I would think that the making of an application is warranted where there are significant matters for consideration in relation to the question posed by s.7, whether provision ought in the opinion of the Court to be made out of the estate or notional estate having regard to the present circumstances. There had been a property settlement which on its face dealt with all property, there was no further attempt to re-open the property settlement during Mr Mulcahy's lifetime and no grounds appear on which there could have been such an attempt; Mr Mulcahy was a party to cl.5 of the Terms of Settlement which although not effective as it had not been adopted by the Court, gave what for most purposes would give some assurance that the plaintiff was not to look to him for further provision. The later course of the lives of both of them and the resources available to them fell well within the range of foreseeable events for them both. In the circumstances I see no real prospects of it being established that Mr Mulcahy in his lifetime ought to have made provision for the plaintiff or, to return to the terms of s.7, that the Court should form the opinion having regard to the circumstances at the present time that provision ought to be made for her maintenance or advancement in life. The whole subject of claims by her against him and his property was dealt with fully, past and closed, so that there was no reason for it to engage his attention or bounty thereafter, and in my view there is no reason why the Court should take any action either.

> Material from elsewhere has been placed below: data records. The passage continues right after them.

PR #1402, opened 2025-09-22
Rework previous choices page

### LINKED ISSUE #1393: Stop defaulting to the `first_school`
In the `SchoolsController` we're falling back to the `#first_school` when there's no school in the session.

https://github.com/DFE-Digital/register-early-career-teachers-public/blob/8d28e2c30d8ab469715e39ae40d8caa0c2e6c30b/app/controllers/schools_controller.rb#L22-L25

We should be raising an error and redirecting somewhere sensible (back to the login page with an alert/notice) if there's no school.

peteryates:
### Context

This branch attempts to make the ECT previous choices page simpler and ensures the previous choice information is accurate.

It does this by using the `Schools::LatestRegistrationChoices` service (DFE-Digital/register-early-career-teachers-public#856). Because this is very much a school level thing, rather than pulling it via the wizard's `ECT` class I added a new `DecoratedSchool` instance variable which has a couple of school-specific methods.

I think this is a sensible first move when it comes to simplifying the `ECT` class.

### Final tasks

* [x] ensure the choices made are stored correctly in the wizard store

### Links

Fixes #1393, DFE-Digital/register-ects-project-board#2309

### DIFF
--- a/app/views/schools/register_ect_wizard/_use_previous_ect_choices.html.erb
+++ b/app/views/schools/register_ect_wizard/_use_previous_ect_choices.html.erb
@@ -32,7 +32,7 @@
   end
 end %>
 
-<% if @decorated_school.provider_led_training_programme_chosen? && !@decorated_school.has_partnership_with?(lead_provider: @decorated_school.latest_registration_choices.lead_provider.name, contract_period: @ect.contract_start_date) %>
+<% if @decorated_school.provider_led_training_programme_chosen? && !@decorated_school.has_partnership_with?(lead_provider: @decorated_school.latest_registration_choices.lead_provider, contract_period: @ect.contract_start_date) %>
   <p class="govuk-body">
     <%= @decorated_school.latest_registration_choices.lead_provider.name %> will confirm if they’ll be working with your school and which delivery partner will deliver training events.
   </p>
--- a/app/views/schools/register_ect_wizard/_use_previous_ect_choices.html.erb
+++ b/app/views/schools/register_ect_wizard/_use_previous_ect_choices.html.erb
@@ -5,39 +5,36 @@
 <p class="govuk-body">You used these programme choices the last time you registered an ECT.</p>
 
 <%= govuk_summary_list do |summary_list|
-  summary_list.with_row do |row|
-    row.with_key(text: 'Appropriate body')
-    row.with_value(text: @school.last_chosen_appropriate_body_name)
+  if @decorated_school.latest_registration_choices.appropriate_body.present?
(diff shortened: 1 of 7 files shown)


mason-emily (approved):

app/views/schools/register_ect_wizard/_use_previous_ect_choices.html.erb
```diff
@@ -5,39 +5,36 @@
...
-        row.with_key(text: 'Lead provider')
-        row.with_value(text: @ect.previous_eoi_lead_provider_name || @school.last_chosen_lead_provider&.name)
+        row.with_value(text: @decorated_school.latest_registration_choices.delivery_partner.name)
       end
     end
   end
 end %>
 
-<% if @school.provider_led_training_programme_chosen? && !@ect.lead_provider_has_confirmed_partnership_for_contract_period?(@school) %>
+<% if @decorated_school.provider_led_training_programme_chosen? && !@decorated_school.has_partnership_with?(lead_provider: @decorated_school.latest_registration_choices.lead_provider.name, contract_period: @ect.contract_start_date) %>
```
avinhurry, line 35: Would this need the object rather than name?

```suggestion
<% if @decorated_school.provider_led_training_programme_chosen? && !@decorated_school.has_partnership_with?(lead_provider: @decorated_school.latest_registration_choices.lead_provider, contract_period: @ect.contract_start_date) %>
```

17 Mrs Robinson, who appeared for the appellant before us, submitted that the circumstances of the appellant's application, the circumstances of her life, her financial circumstances, her health, the size of the estate, the circumstance that the deceased's will left the whole property to persons with no legitimate claim on the deceased, and the length of the marriage of the appellant to the deceased, considered together, were sufficient to bring the appellant over the threshold provided by s.9 of the Family Provision Act, and then in turn sufficient to justify an order under s.7 of the Act.
18 Mrs Robinson referred us to the case of Dijkhuijs v Barclay (1988) 13 NSWLR 639, and submitted that that case indicated that there were not limited categories which had to be satisfied before a person could pass the threshold set by s.9 of the Act and have the benefit of a finding that there are factors warranting the making of the application.
19 Mrs Robinson submitted that the primary judge dealt with the matter in part by specifying two categories, namely, in the case of an application by a former wife, factors which prevented the making of an order for property settlement under the Family Law Act and, secondly, cases where the former wife continues to make contributions to the welfare of her former husband after dissolution of the marriage. Mrs Robinson submitted that, having found that this case did not come within either of those categories, the primary judge did not adequately address the question whether factors could be shown in some other way in this case.
20 Mrs Robinson submitted that it was dangerous to approach the matter as a matter of satisfying or not satisfying a requirement of a particular category: the appropriate approach was to look at all the circumstances and to see if all the circumstances demonstrated factors warranting the making of the application.
21 Mrs Robinson submitted in this case, if the deceased as a wise and just testator had seen the appellant in her poor circumstances, with no prospect of improvement or assistance, indeed, the prospect of many further years of life with worsening financial circumstances, surely he would have considered it appropriate to leave something to her out of the sizeable estate, rather than leave everything to distant relatives.
22 Mrs Robinson pointed to passages in the judgment where Bryson J had considered the appellant's circumstances at the time of the family law settlement, and submitted that he did not adequately consider her circumstances at the time of the application.
23 Mrs Robinson submitted that error could be found in the judgment, perhaps by reference to the primary judge's approach as limiting the available categories, but also because of the unreasonableness of the result which he reached in all the circumstances.
24 In my opinion the primary judge's decision is one which can be overturned by this Court only if this Court is satisfied that there has been some error of law or mistake of fact, or if some other error appears in the judgment, such as taking into account irrelevant considerations or disregarding relevant considerations, or alternatively if the result of the decision is unreasonable in such a way as to indicate some other latent error in the judgment.
25 In my opinion the appellant has not shown any error of this kind in the decision of the primary judge. It is not for this Court to consider for itself de novo what it would decide to be the appropriate result. It is necessary for error to be demonstrated. In my opinion the primary judge did not purport to place any limitation on the categories of cases in which the s 9 threshold can be passed, did not fail to take into account the appellant's present circumstances, and did not take into account any irrelevant matter. I am unable to say that the result is unreasonable in a way requiring the intervention of this Court.
26 For those reasons in my opinion the appeal should be dismissed with costs.
27 HANDLEY JA: I agree.
28 CAMPBELL AJA: I also agree.
29 HANDLEY JA: The orders of the Court will be as pronounced by Hodgson JA.